La aldaba
Carlos Navarro Antolín
La Sevilla fina en la caja de Sánchez-Dalp
El otro día murió un operario mientras participaba en las obras de limpieza de un colegio público de Massanassa, en la zona cero de la Dana valenciana. Era un domingo y aquel hombre, en vez de estar tomándose una cerveza en el bar, estaba quitando barro y escombros. Y de pronto se le vino encima una parte del tejado. En un país normal, la muerte de este operario hubiera llenado todos los informativos –en vez de la polémica idiota sobre el chiquilicuatre de Broncano–, pero apenas hemos sabido nada de él. He buscado en Google –siempre tan amable– y he encontrado algunas cosas, no muchas. Tenía 51 años. Le gustaban los toros. Y se llamaba Samuel. Y eso es todo. En un país con un mínimo de decencia, en un país con un mínimo de respeto por sí mismo, este hombre que murió quitando escombros en un colegio debería haber recibido un homenaje multitudinario. Pero no hubo nada. Lo único fueron unas palabras titubeantes por parte de un burócrata de la Generalitat valenciana que ni siquiera fue capaz de expresar un átomo de emoción o de empatía. Y aparte de eso, no hubo nada. Nada de nada.

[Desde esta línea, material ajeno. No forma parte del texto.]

PR #49, opened 2020-06-25
Use new access token inactivity timeout field

vareti:
This PR aims to use consistent field name for access token inactivity timeout. It uses the new fields that were added to token config  oauth cluster config and osin config.


stlaz:
/hold
contains fake bump

sttts:
"Pending — Not mergeable." What does this mean?

PR #52, opened 2020-09-02
Don't use kubeadmin as challenger if it's the only challenging IdP

stlaz:
Oftentimes the users configure IdPs such as OIDC that only allow
web-based flows. In that case it only makes sense that CLI logins
with `oc` redirect the users to the web flow when kubeadmin is the
only IdP that would otherwise make the oauth-server issue HTTP
basic auth challenge.


stlaz:
/close
this was marked as a too big of a behavior change

PR #55, opened 2020-09-04
Introduce a bootstrap realm for basic-challenge so it's unique.

sallyom:
/assign @stlaz 

for this: https://github.com/openshift/oc/pull/553

### DIFF
--- a/pkg/oauthserver/auth.go
+++ b/pkg/oauthserver/auth.go
@@ -355,8 +355,13 @@ func (c *OAuthServerConfig) getAuthenticationHandler(mux oauthserver.Mux, errorH
 				login.Install(mux, loginPath)
 			}
 			if identityProvider.UseAsChallenger {
+				realm, challengerName := "openshift", "basic-challenge"
 				// For now, all password challenges share a single basic challenger, since they'll all respond to any basic credentials
-				challengers["basic-challenge"] = passwordchallenger.NewBasicAuthChallenger("openshift")
+				// The separate bootstrap user realm and challengerName allows 'oc' to distinguish between bootstrap IDP and others
+				if config.IsBootstrap(identityProvider) {
+					realm, challengerName = "openshift:kubeadmin", "kubeadmin-challenge"
+				}
+				challengers[challengerName] = passwordchallenger.NewBasicAuthChallenger(realm)
 			}
 		} else if config.IsOAuthIdentityProvider(identityProvider) {
 			oauthProvider, err := c.getOAuthProvider(identityProvider)
--- a/pkg/config/helpers.go
+++ b/pkg/config/helpers.go
@@ -37,3 +37,12 @@ func IsPasswordAuthenticator(provider osinv1.IdentityProvider) bool {
 
 	return false
 }
+
+func IsBootstrap(provider osinv1.IdentityProvider) bool {
+	switch provider.Provider.Object.(type) {
+	case *BootstrapIdentityProvider:
+		return true
+	}
+
+	return false
+}


pkg/oauthserver/auth.go
```diff
@@ -292,7 +292,7 @@ func (c *OAuthServerConfig) getAuthenticationHandler(mux oauthserver.Mux, errorH
 	multiplePasswordProviders := false
 	passwordProviderCount := 0
 	for _, identityProvider := range c.ExtraOAuthConfig.Options.IdentityProviders {
-		if config.IsPasswordAuthenticator(identityProvider) && identityProvider.UseAsLogin {
+		if (config.IsPasswordAuthenticator(identityProvider) || config.IsBootstrap(identityProvider)) && identityProvider.UseAsLogin {
```
stlaz, line 295: no need to change this line

pkg/oauthserver/auth.go
```diff
@@ -308,7 +308,7 @@ func (c *OAuthServerConfig) getAuthenticationHandler(mux oauthserver.Mux, errorH
 		}
 
 		// TODO: refactor handler building per type
-		if config.IsPasswordAuthenticator(identityProvider) {
+		if config.IsPasswordAuthenticator(identityProvider) || config.IsBootstrap(identityProvider) {
```
stlaz, line 311: no need to change this line

pkg/oauthserver/auth.go
```diff
@@ -356,7 +356,12 @@ func (c *OAuthServerConfig) getAuthenticationHandler(mux oauthserver.Mux, errorH
 			}
 			if identityProvider.UseAsChallenger {
 				// For now, all password challenges share a single basic challenger, since they'll all respond to any basic credentials
-				challengers["basic-challenge"] = passwordchallenger.NewBasicAuthChallenger("openshift")
+				// The separate "bootstrap" realm allows 'oc' to distinguish between bootstrap IDP and others
+				if config.IsBootstrap(identityProvider) {
+					challengers["basic-challenge"] = passwordchallenger.NewBasicAuthChallenger("bootstrap")
+				} else {
+					challengers["basic-challenge"] = passwordchallenger.NewBasicAuthChallenger("openshift")
+				}
```
stlaz, line 364: I'd prefer this:
```golang
realm := "openshift"
if config.IsBootstrap(identityProvider) {
    realm = "openshift:kubeadmin"
}
challengers["basic-challenge"] = passwordchallenger.NewBasicAuthChallenger(realm)
```

stlaz (changes requested):

pkg/oauthserver/auth.go
sallyom: fixed, originally i took the bootstrap out of the IsPassword cases :facepalm: thanks

pkg/oauthserver/auth.go
sallyom: fixed, thanks

pkg/oauthserver/auth.go
sallyom: thanks, updated

stlaz: actually, it should probably be
```golang
realm, challengerName := "openshift", "basic-challenge"
if config.IsBootstrap(identityProvider) {
    realm, challengerName = "openshift:kubeadmin", "kubeadmin-challenge"
}
challengers[challengerName] = passwordchallenger.NewBasicAuthChallenger(realm)
```
my bad

sallyom: updated

sallyom: curious, do we use/process that "basic-challenge"/"kubeadmin-challenge" anywhere? I don't see it.

stlaz: the challengers are passed into a union here: https://github.com/openshift/oauth-server/blob/a7f975a5f3dc07f270dc64275033a66308d578a2/pkg/oauthserver/auth.go#L430

What I want is to send different WWW-Authenticate headers for kubeadmin and for normal OpenShift login, but in that case we cannot overwrite the `basic-challenge` challenger with a different one

sallyom: i see now, thanks

stlaz:
/hold
this probably was not such a good idea after all - https://github.com/openshift/oc/pull/553#discussion_r489212922

sallyom:
going in a different direction, making the change only in oc, closing this

PR #59, opened 2020-11-03
bumps to kube 1.19.2 and picks up our carries to apiserver package

p0lyn0mial:
bringing `openshift-apiserver-4.7-kubernetes-1.19.2` is important because it sets the default timeout for the SAR client


stlaz:
/lgtm
not a big fan of the kube-apiserver replace in this repo, I wonder if there's any chance upstream might accept the patch instead

p0lyn0mial:
> not a big fan of the kube-apiserver replace in this repo, I wonder if there's any chance upstream might accept the patch instead

yes, we could try to drop it on the next release.

PR #64, opened 2020-12-07
Bug 1905195: Detecting broken connections to the Kube API takes up to 15 minutes

p0lyn0mial:
we will carry a patch that allows the client to detect broken connections to the api server more quickly than the default TCP timeout of 15 minutes.

this patch will be dropped in future releases once http2/ping is introduced.

ref: https://github.com/openshift/library-go/pull/945


go.mod
```diff
@@ -32,4 +32,5 @@ require (
 replace (
 	github.com/RangelReale/osin => github.com/openshift/osin v1.0.1-0.20180202150137-2dc1b4316769
 	github.com/RangelReale/osincli => github.com/openshift/osincli v0.0.0-20160924135400-fababb0555f2
+        k8s.io/apiserver => github.com/openshift/kubernetes-apiserver  v0.0.0-20201207110950-476028df0fd8 // points to openshift-apiserver-4.6-kubernetes-1.19.0
```
sttts: formatted correctly?

p0lyn0mial: yes, otherwise go mod tidy would complain.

Más o menos por esos días, también pudimos ver a la ministra de Defensa abroncando a unos vecinos de Paiporta que le pedían que el ejército les ayudase a limpiar el garaje inundado. La actitud de la ministra –enfadada, molesta, arrogante– parecía la de una marquesa del Antiguo Régimen que hubiera sido rodeada por la chusma maloliente que le pedía un trozo de pan. En un país normal, en un país que tuviera un mínimo de respeto por sí mismo, esa ministra que actuaba como una marquesona habría tenido que pedir disculpas, pero aquí no ocurrió ni ocurrirá nada de nada. La marquesa –¿o era ministra?– es progresista: por tanto, ella se debe al antifascismo universal y a la lucha contra el cambio climático, pero no a los pobres desgraciados que tienen el garaje inundado. Faltaría más.

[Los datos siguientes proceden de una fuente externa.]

PR #71, opened 2021-03-25
Bug 1958080: CONSOLE-2535: Internationalize login page

jhadvig:
@sg00dwin the locales will be available in `locales.go` where all the locales will be living in a form of key-value struct. They are hardcoded into the oauth-server since there is just a handful of them. We need to update all the login related templates so they contain the go template macros.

Por supuesto, estas actitudes van a tener un alto coste para la clase política. Cuando nuestros politólogos se llevan las manos a la cabeza por el avance en Europa y EEUU de lo que ellos llaman “la antipolítica”, me pregunto si se han parado a pensar en estas cosas: la terrible arrogancia de nuestra clase política, la pavorosa frialdad de nuestros burócratas, la irritante indiferencia con que tratan a los pobres diablos que les pagamos el sueldo. Y todo eso nos saldrá muy caro.